Wszystkie nasze strachy reż.Łukasz Ronduda, Łukasz Gutt | ©Fot Jaroslaw Sosinski/ SERCE

 Daniel (Dawid Ogrodnik) jest artystą, katolikiem i aktywistą. Domy w rodzinnej miejscowości ozdobione są jego imponującymi malowidłami, rzeźby trafiają na cenione wystawy w Warszawie, a instalacje w rodzaju podświetlonej i pozdrawiającej głosami mieszkańców kapliczki służą lokalnej wspólnocie. Jego znakiem rozpoznawczym jest bluza ozdobiona tęczowymi elementami. Jako głęboko wierzący katolik, Daniel angażuje się w sprawy duchowe. Mężczyzna uważa, że kościół nie powinien być miejscem wykluczenia a w jego wspólnocie jest miejsce dla każdego bez względu na światopogląd i osobiste wybory.

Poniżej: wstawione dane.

PR #970, opened 2019-04-01
Add example deployments for prometheus / grafana

### LINKED ISSUE #969: Example metrics
Gimbal has a good example of how metrics can be exposed from Contour & Envoy. It would be great to bring them over to the Contour repo to allow users to also benefit.

stevesloka:
Fixes #969 by adding example deployments for prometheus & grafana. It updates the `ds-hostnet-split` example to match quickstart defined in [/docs/prometheus.md](github.com/heptio/contour/docs/prometheus.md) so that users can follow along and end up with a working solution.

This also adds sample dashboards to Grafana which provide metrics for both Contour & Envoy.

### DIFF
--- a/deployment/ds-hostnet-split/03-envoy.yaml
+++ b/deployment/ds-hostnet-split/03-envoy.yaml
@@ -18,8 +18,8 @@ spec:
       annotations:
         prometheus.io/scrape: "true"
         prometheus.io/port: "8002"
-        prometheus.io/path: "/stats"
-        prometheus.io/format: "prometheus"
+        prometheus.io/statsdport: "9102"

W wyniku dramatycznych wydarzeń Daniel decyduje się na wzięcie udziału w odważnej walce w obronie swoich idei i postanawia rozprawić się z homofobią mieszkańców rodzinnej miejscowości.

Żeby nie było śladów reż. JAN P. MATUSZYŃSKI

Srebne Lwy wręczono filmowi „Żeby nie było śladów” w reżyserii Jana P. Matuszyńskiego. Polski kandydat do Oscara miła premierę w konkursie Głównym Miedzynarodowego Festiwalu Filmowego w Wenecji. Film jest oparty jest na nagrodzonym Literacką Nagrodą NIKE reportażu Cezarego Łazarewicza pod tym samym tytułem.

Polska, 1983 roku. W kraju wciąż obowiązuje, mimo zawieszenia, wprowadzony przez komunistyczne władze stan wojenny, mający na celu zduszenie solidarnościowej opozycji. 12 maja Grzegorz Przemyk, syn opozycyjnej poetki Barbary Sadowskiej, zostaje zatrzymany i ciężko pobity przez patrol milicyjny. Przemyk umiera po dwóch dniach agonii. Jedynym świadkiem śmiertelnego pobicia jest jeden z kolegów Grzegorza, Jurek Popiel, który decyduje się walczyć o sprawiedliwość i złożyć obciążające milicjantów zeznania.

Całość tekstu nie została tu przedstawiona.